The code block below will give you bounding box information for each character detected by Tesseract during OCR.
import pytesseract
import cv2
if __name__=="__main__":
img = cv2.imread("invoice.jpg")
height, width, channels = img.shape
boxes = pytesseract.image_to_boxes(img, output_type=pytesseract.Output.DICT)
print(boxes.keys())
for left, bottom, right, top in zip(boxes["left"], boxes["bottom"], boxes["right"], boxes["top"]):
img = cv2.rectangle(img, (left, height - bottom), (right, height - top), (0, 255, 0), 2)
cv2.imshow("img", img)
cv2.waitKey(0)
Output:
We can use pytesseract.image_to_data() to get box around words. Let’s look at the code block below:
import pytesseract
import cv2
if __name__=="__main__":
img = cv2.imread("invoice.jpg")
height, width, channels = img.shape
data = pytesseract.image_to_data(img, output_type=pytesseract.Output.DICT)
print(data.keys())
Output:
dict_keys(['level', 'page_num', 'block_num', 'par_num', 'line_num', 'word_num', 'left', 'top', 'width', 'height', 'conf', 'text'])
We will use left, top, width , and height data to create the box. All the other keys can be used for many other use cases.
for i, (left, top, width, height) in enumerate(zip(data["left"], data["top"], data["width"], data["height"])):
if int(data["conf"][i]) > 70:
(x, y, w, h) = (left, top, width, height)

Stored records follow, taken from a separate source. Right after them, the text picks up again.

PR #78, opened 2018-07-05
Create i'm feeling lucky button

### LINKED ISSUE #66: Create I'm Feeling Lucky button in bugs page
The button when clicked will redirect user to one of the bugs page

fiennyangeln:
The button will open new tab/window of the bug/issue page chosen
randomly with prioriy for unassigned bugs

Fix #66


src/components/TasksTable/index.jsx
```diff
@@ -143,6 +149,18 @@ export default class TasksTable extends Component {
     this.setQuery(newQuery);
   };
 
+  handleRandomButtonClick = () => {
+    const { items } = this.props;
+    const unassignedItems = items.filter(item => item.assignee === '-');
```
helfi92: We should create a utility function for unassigned and assigned filter functions since we are duplicating these functions now. Create `utils/assignment_filters`:

```jsx
export const unassigned = ({ assignee }) => assignee === '-';
export const assigned = ({ assignee }) => assignee !== '-';

```

src/components/TasksTable/index.jsx
```diff
@@ -155,77 +173,88 @@ export default class TasksTable extends Component {
...
-                  className={classes.dropdown}
-                  onChange={this.handleFilterChange}>
-                  {assignments.map(assignee => (
-                    <MenuItem key={assignee} value={assignee}>
-                      {assignee}
-                    </MenuItem>
+      <Fragment>
+        <div className={classes.flexContainer}>
+          <Button
+            variant="contained"
```
helfi92: The `contained` variant was introduced in [v1.2.0](https://github.com/mui-org/material-ui/releases/tag/v1.2.0) but `yarn.lock` is using `v.1.1.0` so this style is not being applied. If you want to keep the same style, you can just remove the `variant` prop and it should be okay.

fiennyangeln: ok! I change it into `raised` to keep the same style

src/components/TasksTable/index.jsx
```diff
@@ -143,6 +150,18 @@ export default class TasksTable extends Component {
     this.setQuery(newQuery);
   };
 
+  handleRandomButtonClick = () => {
```
helfi92: `handleRandomTaskClick`

src/components/TasksTable/index.jsx
```diff
@@ -155,77 +174,88 @@ export default class TasksTable extends Component {
...
-                  className={classes.dropdown}
-                  onChange={this.handleFilterChange}>
-                  {assignments.map(assignee => (
-                    <MenuItem key={assignee} value={assignee}>
-                      {assignee}
-                    </MenuItem>
+      <Fragment>
+        <div className={classes.flexContainer}>
+          <Button
+            variant="raised"
```
helfi92: `raised` puts too much emphasis on the button which we don't necessarily want to do here. Remove this line. We can use the default variant.

src/components/TasksTable/index.jsx
```diff
@@ -19,6 +20,7 @@ import classNames from 'classnames';
 import DataTable from '../DataTable';
 import sort from '../../utils/sort';
 import { ASSIGNEE } from '../../utils/constants';
+import { unassigned, assigned } from '../../utils/assignment_filters';
```
helfi92: My bad, JS file name convention is to use camel case. Rename to `assignmentFilters`.

PR #79, opened 2018-07-05
Fix error in the console

### LINKED ISSUE #76: Errors in the console when running the app locally
Running `codetribute` locally I get errors in the console. Let's make the console happy :)

In many of the material-ui components, the API exposes a `component` prop giving you the ability to change its DOM element.

screen shot 2018-07-04 at 10 10 22 am

fiennyangeln:
Use span in the typography component and use withRouter instead of
NavLink to navigate between pages

Fix #76

### DIFF
--- a/src/components/ProjectCard/index.jsx
+++ b/src/components/ProjectCard/index.jsx
@@ -1,13 +1,12 @@
 import { Component } from 'react';
 import { string, shape } from 'prop-types';
 import { withStyles } from '@material-ui/core/styles';
-import { withRouter } from 'react-router-dom';
+import { Link } from 'react-router-dom';
 import Card from '@material-ui/core/Card';
 import CardContent from '@material-ui/core/CardContent';
 import Typography from '@material-ui/core/Typography';
 import Markdown from 'react-markdown';
 
-@withRouter
 @withStyles(theme => ({
   card: {
     textAlign: 'center',
@@ -27,7 +26,7 @@ import Markdown from 'react-markdown';
     fontWeight: 300,
     padding: 2 * theme.spacing.unit,
   },
-  navlink: {
+  link: {
     textDecoration: 'none',
   },
 }))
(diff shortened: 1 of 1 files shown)


src/components/ProjectCard/index.jsx
```diff
@@ -49,30 +50,49 @@ export default class ProjectCard extends Component {
...
+
   render() {
     const {
       classes,
-      project: { name, summary, fileName },
+      project: { name, summary },
     } = this.props;
 
     return (
-      <NavLink className={classes.navlink} to={`/projects/${fileName}`}>
```
helfi92: Let's use `Link` instead of `NavLink`.

```jsx
import { Link } from 'react-router-dom';`
```

src/components/ProjectCard/index.jsx
```diff
@@ -49,30 +50,49 @@ export default class ProjectCard extends Component {
...
+      const code = event.charCode || event.keyCode;
+
+      if (code !== 32 && code !== 13) {
+        return;
+      }
+    }
+
+    this.props.history.push(`/projects/${fileName}`);
+  };
+
```
helfi92: I would stay away from this if we can handle it using the `Link` component.

src/components/ProjectCard/index.jsx
fiennyangeln: @helfi92 but aren't both will render similarly as <a>?

src/components/ProjectCard/index.jsx
fiennyangeln: ok! will try it

src/components/ProjectCard/index.jsx
helfi92: `NavLink` is meant to be used for navigation. When the URL matches the `to` prop, it will attach an`active` class to the component which we don't want to do here. `NavLink` uses `Link` internally.

helfi92: I see. In that case, you can do `component="object"`. When an element is wrapped with `<object>` the DOM will consider this as an external resource and will be treated without looking at the parent element. https://developer.mozilla.org/en-US/docs/Web/HTML/Element/object.

```jsx
<Typography component="object" ...>
   ...
</Typography>
```

fiennyangeln: WOW how did you find such simple solution ✨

img = cv2.rectangle(img, (x, y), (x + w, y + h), (0, 255, 0), 2)
cv2.imshow("img", img)
cv2.waitKey(0)
Output:
Tesseract comes with certain limitations that should be taken into consideration when evaluating its performance for various tasks. As a Machine learning engineer who has worked with both Tesseract and commercial OCR engines like Google Vision AI and Amazon Textract, I have encountered several limitations of Tesseract that are important to highlight.
In summary, Tesseract excels in text extraction but demands preprocessing, and has limitations with scanned and complex content.
The evolution of Optical Character Recognition (OCR) technology is truly remarkable, with its roots tracing back as early as 1914 with the invention of the OPTOPHONE; a device that employed the unique conductive properties of selenium in light and darkness. Over the passage of time, OCR has experienced a significant transformation, shifting from the utilization of elements like selenium to harnessing the power of advanced deep learning techniques.
Tesseract performs well when document images adhere to specific guidelines: clean foreground-background segmentation, proper horizontal alignment, and high-quality images without blurriness or noise.
Tesseract API, with its rich history and constant development, shines as a versatile solution for Optical Character Recognition (OCR). Its latest LSTM engine has been trained in over 100 languages. This makes it one of the best open-source OCR solutions. I hope this article has provided you with a clear understanding of how you can use Tesseract.